YOUR OBJECTIVE:
Set down a word-for-word copy of the data below, limited to the lines from the first through the line with "-export default class".

INFORMATION PROVIDED:
* * * * * * *

PR #103, opened 2015-10-30
Feature/divider component

kyleturco:
Add a `<Divider />` component and examples for the divider. (Note: currently failing the Wercker test as a result of the Babel update)

### DIFF
--- a/docs/app/Examples/elements/Divider/DividerExamples.js
+++ b/docs/app/Examples/elements/Divider/DividerExamples.js
@@ -2,7 +2,7 @@ import React, {Component} from 'react';
 import DividerTypesExamples from './Types/DividerTypesExamples';
 import DividerVariationsExamples from './Variations/DividerVariationsExamples';
 
-export default class ButtonExamples extends Component {
+export default class DividerExamples extends Component {
   render() {
     return (
       <div>
--- a/docs/app/Examples/elements/Divider/DividerExamples.js
+++ b/docs/app/Examples/elements/Divider/DividerExamples.js
@@ -1,0 +1,14 @@
+import React, {Component} from 'react';
+import DividerTypesExamples from './Types/DividerTypesExamples';
+import DividerVariationsExamples from './Variations/DividerVariationsExamples';
+
+export default class ButtonExamples extends Component {
+  render() {
+    return (
+      <div>
+        <DividerTypesExamples />
+        <DividerVariationsExamples />
+      </div>
+    );
+  }
+}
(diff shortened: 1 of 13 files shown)


docs/app/Examples/elements/Divider/Types/DividerVerticalExample.js
```diff
@@ -0,0 +1,28 @@
...
+        <Divider className='vertical'>And</Divider>
+        <div className='column'>
+          <Segment className='basic'>
+            Lorem ipsum dolor sit amet, consectetuer adipiscing elit. Donec odio.
+          </Segment>
+        </div>
+      </div>
+    );
+  }
+}
```
kyleturco, line 28: Does SD have a `<Column>` component? I used regular `<div>` and set the className to column in this example. We do need the columns though to get the proper formatting to show the vertical dividers

docs/app/Examples/elements/Divider/DividerExamples.js
```diff
@@ -0,0 +1,14 @@
+import React, {Component} from 'react';
+import DividerTypesExamples from './Types/DividerTypesExamples';
+import DividerVariationsExamples from './Variations/DividerVariationsExamples';
+
+export default class ButtonExamples extends Component {
```
levithomason: Class name >.<

kyleturco: Oh no, it never stops

docs/app/Examples/elements/Divider/Types/DividerVerticalExample.js
```diff
@@ -0,0 +1,28 @@
+import React, {Component} from 'react';
+import {Segment, Divider} from 'stardust';
+
+export default class DividerVerticalExample extends Component {
+  render() {
+    return (
+      <div className='ui three column relaxed grid'>
+        <div className='column'>
```
levithomason: We can use Stardust Grid and Columns here.

docs/app/Examples/elements/Divider/Types/DividerVerticalExample.js
levithomason, line 28: Oops, comments on this above before seeing your comment.  Yep, just add `Grid, Column` to the import from stardust.  Like other components, they include all the necessary base classes so you only need to add modifier classes (like `three column relaxed` to the `<Grid />`).

levithomason:
After updating the one class name and using `Grid` and `Column` components, :ship: !

docs/app/Examples/elements/Divider/Types/DividerVerticalExample.js
kyleturco, line 28: Roger that, both `Column` and `Grid` work 👍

* * * * * * *

RESPONSE BOX:
PR #103, opened 2015-10-30
Feature/divider component

kyleturco:
Add a `<Divider />` component and examples for the divider. (Note: currently failing the Wercker test as a result of the Babel update)

### DIFF
--- a/docs/app/Examples/elements/Divider/DividerExamples.js
+++ b/docs/app/Examples/elements/Divider/DividerExamples.js
@@ -2,7 +2,7 @@ import React, {Component} from 'react';
 import DividerTypesExamples from './Types/DividerTypesExamples';
 import DividerVariationsExamples from './Variations/DividerVariationsExamples';
 
-export default class ButtonExamples extends Component {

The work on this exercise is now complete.